→ **Data supplied**:
▽

Issue #7946, opened 2024-09-11
Insomnia working very slow after upgrade to 10


shubhendu-enable:
### Expected Behavior

We are using git sync for insomnia , after upgrading to version 10 it should work seamless as before, 

### Actual Behavior

Getting following error when trying to click folders in document 

TypeError: Cannot destructure property 'activeRequest' of '$(...)' as it is undefined.
    at Wc (file:///Applications/Insomnia.app/Contents/Resources/app.asar/debug-BKonWNXc.js:45:11262)
    at Nh (file:///Applications/Insomnia.app/Contents/Resources/app.asar/mainWindow-DV0jvs_A.js:43:18469)
    at cj (file:///Applications/Insomnia.app/Contents/Resources/app.asar/mainWindow-DV0jvs_A.js:45:3395)
    at Vk (file:///Applications/Insomnia.app/Contents/Resources/app.asar/mainWindow-DV0jvs_A.js:45:47812)
    at Uk (file:///Applications/Insomnia.app/Contents/Resources/app.asar/mainWindow-DV0jvs_A.js:45:42469)
    at Tk (file:///Applications/Insomnia.app/Contents/Resources/app.asar/mainWindow-DV0jvs_A.js:45:42399)
    at Ik (file:///Applications/Insomnia.app/Contents/Resources/app.asar/mainWindow-DV0jvs_A.js:45:42252)
    at Nk (file:///Applications/Insomnia.app/Contents/Resources/app.asar/mainWindow-DV0jvs_A.js:45:38395)
    at Gk (file:///Applications/Insomnia.app/Contents/Resources/app.asar/mainWindow-DV0jvs_A.js:45:37273)
    at Tt (file:///Applications/Insomnia.app/Contents/Resources/app.asar/mainWindow-DV0jvs_A.js:30:1726)
    at Immediate.zt [as _onImmediate] (file:///Applications/Insomnia.app/Contents/Resources/app.asar/mainWindow-DV0jvs_A.js:30:2135)
    at process.processImmediate (node:internal/timers:483:21)

### Reproduction Steps

Create Document with multiple nested folders 

### Is there an existing issue for this?

- [X] I have searched the [issue tracker](https://www.github.com/Kong/insomnia/issues) for this problem.

### Insomnia Version

10.0.0

### What operating system are you using?

macOS

### Operating System Version

Sonoma 14.6.1

### Installation method

download from insomnia website

### Last Known Working Insomnia version

9.3.3

[...]

PR #7989, opened 2024-09-23
fix: improve git sync slowness

CurryYangxx:
Changes:

- [x] check git changes every 30s
- [x] use promise all to improve speed when get git changes
- [x] add changes&push check after some of git action

Next step:

- [ ] we need try to use [statusMatrix](https://isomorphic-git.org/docs/en/statusMatrix.html) instead of `status`


cwangsmv (approved):
lgtm

CurryYangxx:
related #7946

△

Give back the whole listing above, identical in every line.

Issue #7946, opened 2024-09-11
Insomnia working very slow after upgrade to 10


shubhendu-enable:
### Expected Behavior

We are using git sync for insomnia , after upgrading to version 10 it should work seamless as before, 

### Actual Behavior

Getting following error when trying to click folders in document 

TypeError: Cannot destructure property 'activeRequest' of '$(...)' as it is undefined.
    at Wc (file:///Applications/Insomnia.app/Contents/Resources/app.asar/debug-BKonWNXc.js:45:11262)
    at Nh (file:///Applications/Insomnia.app/Contents/Resources/app.asar/mainWindow-DV0jvs_A.js:43:18469)
    at cj (file:///Applications/Insomnia.app/Contents/Resources/app.asar/mainWindow-DV0jvs_A.js:45:3395)
    at Vk (file:///Applications/Insomnia.app/Contents/Resources/app.asar/mainWindow-DV0jvs_A.js:45:47812)
    at Uk (file:///Applications/Insomnia.app/Contents/Resources/app.asar/mainWindow-DV0jvs_A.js:45:42469)
    at Tk (file:///Applications/Insomnia.app/Contents/Resources/app.asar/mainWindow-DV0jvs_A.js:45:42399)
    at Ik (file:///Applications/Insomnia.app/Contents/Resources/app.asar/mainWindow-DV0jvs_A.js:45:42252)
    at Nk (file:///Applications/Insomnia.app/Contents/Resources/app.asar/mainWindow-DV0jvs_A.js:45:38395)
    at Gk (file:///Applications/Insomnia.app/Contents/Resources/app.asar/mainWindow-DV0jvs_A.js:45:37273)
    at Tt (file:///Applications/Insomnia.app/Contents/Resources/app.asar/mainWindow-DV0jvs_A.js:30:1726)
    at Immediate.zt [as _onImmediate] (file:///Applications/Insomnia.app/Contents/Resources/app.asar/mainWindow-DV0jvs_A.js:30:2135)
    at process.processImmediate (node:internal/timers:483:21)

### Reproduction Steps

Create Document with multiple nested folders 

### Is there an existing issue for this?

- [X] I have searched the [issue tracker](https://www.github.com/Kong/insomnia/issues) for this problem.

### Insomnia Version

10.0.0

### What operating system are you using?

macOS

### Operating System Version

Sonoma 14.6.1

### Installation method

download from insomnia website

### Last Known Working Insomnia version

9.3.3

[...]

PR #7989, opened 2024-09-23
fix: improve git sync slowness

CurryYangxx:
Changes:

- [x] check git changes every 30s
- [x] use promise all to improve speed when get git changes
- [x] add changes&push check after some of git action

Next step:

- [ ] we need try to use [statusMatrix](https://isomorphic-git.org/docs/en/statusMatrix.html) instead of `status`


cwangsmv (approved):
lgtm

CurryYangxx:
related #7946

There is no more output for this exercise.